Introduce process for handling merge failures on Dev
Context
In preparation for the monthly release, the Delivery team depends on a green master on the GitLab project on the dev instance. A green master status on this project gives release managers confidence that release candidate packages can be built and that are ready to be released on the 22nd.

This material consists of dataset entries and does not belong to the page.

PR #1148, opened 2024-09-09
Migrate `AssetFingerprinter` into utils

quis:
So we can share it between our frontend apps.

This continues its journey, having been:
- introduced here: https://github.com/Crown-Commercial-Service/digitalmarketplace-buyer-frontend/pull/111
- refactored into shared code here: https://github.com/Crown-Commercial-Service/digitalmarketplace-utils/pull/102
- copied into Notify here: https://github.com/alphagov/notifications-admin/pull/171 (“They have it in a shared codebase, we only have one frontend app so don’t need to do that.”)
- copied into Document Download here: https://github.com/alphagov/document-download-frontend/pull/1

### DIFF
--- a/tests/test_asset_fingerprinter.py
+++ b/tests/test_asset_fingerprinter.py
@@ -55,7 +55,7 @@ class TestAssetFingerprint:
         js_hash = asset_fingerprinter.get_asset_fingerprint("application.js")
         assert js_hash != css_hash
 
-    def test_hash_gets_cached(self, mocker):
+    def test_gets_fingerprint_from_cache(self, mocker):
         get_file_content_mock = mocker.patch.object(AssetFingerprinter, "get_asset_file_contents")
         get_file_content_mock.return_value = b"""
             body {
--- a/tests/test_asset_fingerprinter.py
+++ b/tests/test_asset_fingerprinter.py
@@ -1,0 +1,98 @@
+from notifications_utils.asset_fingerprinter import AssetFingerprinter
+
+
+class TestAssetFingerprint:
+    def test_url_format(self, mocker):
+        get_file_content_mock = mocker.patch.object(AssetFingerprinter, "get_asset_file_contents")
+        get_file_content_mock.return_value = """
+            body {
+                font-family: nta;
+            }
+        """.encode(
+            "utf-8"
+        )
+        asset_fingerprinter = AssetFingerprinter(asset_root="/suppliers/static/")
+        assert (
+            asset_fingerprinter.get_url("application.css")
+            == "/suppliers/static/application.css?418e6f4a6cdf1142e45c072ed3e1c90a"  # noqa
+        )
+        assert (
+            asset_fingerprinter.get_url("application-ie6.css")
+            == "/suppliers/static/application-ie6.css?418e6f4a6cdf1142e45c072ed3e1c90a"  # noqa
+        )
+
+    def test_building_file_path(self, mocker):
+        get_file_content_mock = mocker.patch.object(AssetFingerprinter, "get_asset_file_contents")
+        get_file_content_mock.return_value = """
+            document.write('Hello world!');
+        """.encode(
+            "utf-8"
+        )
+        fingerprinter = AssetFingerprinter()
+        fingerprinter.get_url("javascripts/application.js")
+        fingerprinter.get_asset_file_contents.assert_called_with("app/static/javascripts/application.js")
+
+    def test_hashes_are_consistent(self, mocker):
+        get_file_content_mock = mocker.patch.object(AssetFingerprinter, "get_asset_file_contents")
+        get_file_content_mock.return_value = """
+            body {
+                font-family: nta;
+            }
+        """.encode(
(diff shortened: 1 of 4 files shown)


tests/test_asset_fingerprinter.py
```diff
@@ -0,0 +1,86 @@
...
+    def test_hash_gets_cached(self, mocker):
+        get_file_content_mock = mocker.patch.object(AssetFingerprinter, "get_asset_file_contents")
+        get_file_content_mock.return_value = b"""
+            body {
+                font-family: nta;
+            }
+        """
+        fingerprinter = AssetFingerprinter()
+        assert fingerprinter.get_url("application.css") == "/static/application.css?418e6f4a6cdf1142e45c072ed3e1c90a"
+        fingerprinter._cache["application.css"] = "a1a1a1"
```
CrystalPea, line 67: aren't we manually setting that cache here?

If we are, then what are we testing?

tests/test_asset_fingerprinter.py
```diff
@@ -0,0 +1,86 @@
...
+            )
+            == "/static/application.css"
+        )
+        assert fingerprinter._cache == {}
+
+
+class TestAssetFingerprintWithUnicode:
+    def test_can_read_self(self):
+        "Ralph’s apostrophe is a string containing a unicode character"
+        AssetFingerprinter(filesystem_path="tests/").get_url("test_asset_fingerprinter.py")
```
CrystalPea, line 86: I don't think we are asserting anything in this test?

CrystalPea (commented):
Hi, nice work in de-duplicating the AssetFingerprinter class across our apps 🙌🏼 . I left a couple comments regarding the tests - lemme know what you think ☺️

tests/test_asset_fingerprinter.py
quis: I think it’s testing that the value returned is whatever’s in the cache, i.e. it isn’t recomputing it every time

tests/test_asset_fingerprinter.py
quis: This test checks that the fingerprinter can load a file (in this case the test file itself) containing a non-ascii character (Ralph’s apostrophe). This might not be a problem now we don’t have to support Python 2. But it is a cute test

tests/test_asset_fingerprinter.py
CrystalPea: Ahh fair, so maybe the test name needs changing, for example to `test_get_fingerprint_from_cache` - because it's about getting a thing from cache, not it getting cached.

tests/test_asset_fingerprinter.py
CrystalPea: Hah, fair, only the string is not matched with any mock or anything, it's just there on it's own, I don't understand how this works tbh 😳

quis: Correct, it’s not doing any mocking. It opens and reads the file at `tests/test_asset_fingerprinter.py`, which contains the string. Just so happens that that file is the same one that contains the test itself.

tests/test_asset_fingerprinter.py
```diff
@@ -0,0 +1,86 @@
...
+            }
+        """
+        css_hash = asset_fingerprinter.get_asset_fingerprint("application.css")
+        get_file_content_mock.return_value = b"""
+            document.write('Hello world!');
+        """
+        js_hash = asset_fingerprinter.get_asset_fingerprint("application.js")
+        assert js_hash != css_hash
+
+    def test_hash_gets_cached(self, mocker):
```
quis, line 58:
```suggestion
    def test_gets_fingerprint_from_cache(self, mocker):
```

tests/test_asset_fingerprinter.py
quis: Changed in [c205017](https://github.com/alphagov/notifications-utils/pull/1148/commits/c205017152448763612fc90dbf9a523c204279b4)

tests/test_asset_fingerprinter.py
CrystalPea: To me it looks like this test isn't testing anything? There is no assertion, no comparison... How would I make it fail?

quis: If it couldn’t read the file it would raise an exception (causing the test to fail). You could make it fail by modifying `AssetFingerprinter.get_asset_file_contents` to open the file as ASCII instead of bytes

tombye: Could you make that explicit by wrapping it in a try/catch, as described by https://miguendes.me/how-to-check-if-an-exception-is-raised-or-not-with-pytest?

CrystalPea: @quis Ahh I get it now, it scans the whole test file - that's why it contains that string, too.

It took me so long to get what's happening there, because the test structure is very unusual.

CrystalPea (approved):

leohemsted (approved):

Failures on the GitLab dev project lack visibility, at the moment when a failure occurs a message is posted on the #master-broken-mirrors
Slack channel with no guidelines on how to address it, as an aside this channel also has a very low number of participations so it is unusual for someone to take action on the failure.
Problem
During the final steps of the preparation for the 16.1 release, release managers discovered that the default branch of the GitLab dev project has been broken for at least a week production#15901 (closed). Noticing that failure during the release run-up is not ideal: release managers have to rush to understand the failure, find the root cause, mitigate it, and continue with the next steps for the release preparation, all in a limited time window (less than 24hrs).
This is not the first time it happens, a similar scenario during the 15.11 release preparation #4606 (closed)
Timeline
All times in UTC
-
2023-06-17 11:58
- gitlab-org/gitlab!122308 (merged) was merged. During production#15901 (closed) it was believed the MR was the possible culprit, later it was found out the failures were associated with a runner configuration change. -
2023-06-17 13:00
- Failure is present on dev https://dev.gitlab.org/gitlab/gitlab-ee/-/commit/e0a3414fab23fe384a0df24661cc268ef2f820e0. Merge request author is not notified -
2023-06-20 21:48
- Failures on GitLab dev project are discovered -
2023-06-20 22:00
- production#15901 (closed) is created -
2023-06-20 22:59
- Two different failures: One associated with Zoekt network issues (gitlab-org/gitlab!122308 (merged) as a possible culprit) and another one for database migration timeouts on specs. -
2023-06-21 02:55
- The root cause is discovered production#15901 (comment 1439119289) -
2023-06-21 07:24
- Incident is mitigated and monthly release preparation is unblocked
Questions
The purpose of this issue is to address the following questions:
- With legit merge request failures on dev, how can these failures be surfaced earlier to developers?
- Are merge request authors the right person to address the failures, if not, what team is the DRI for the GitLab dev failures?
- What team is the owner of the GitLab dev project?
- Are the specs of the GitLab dev project useful?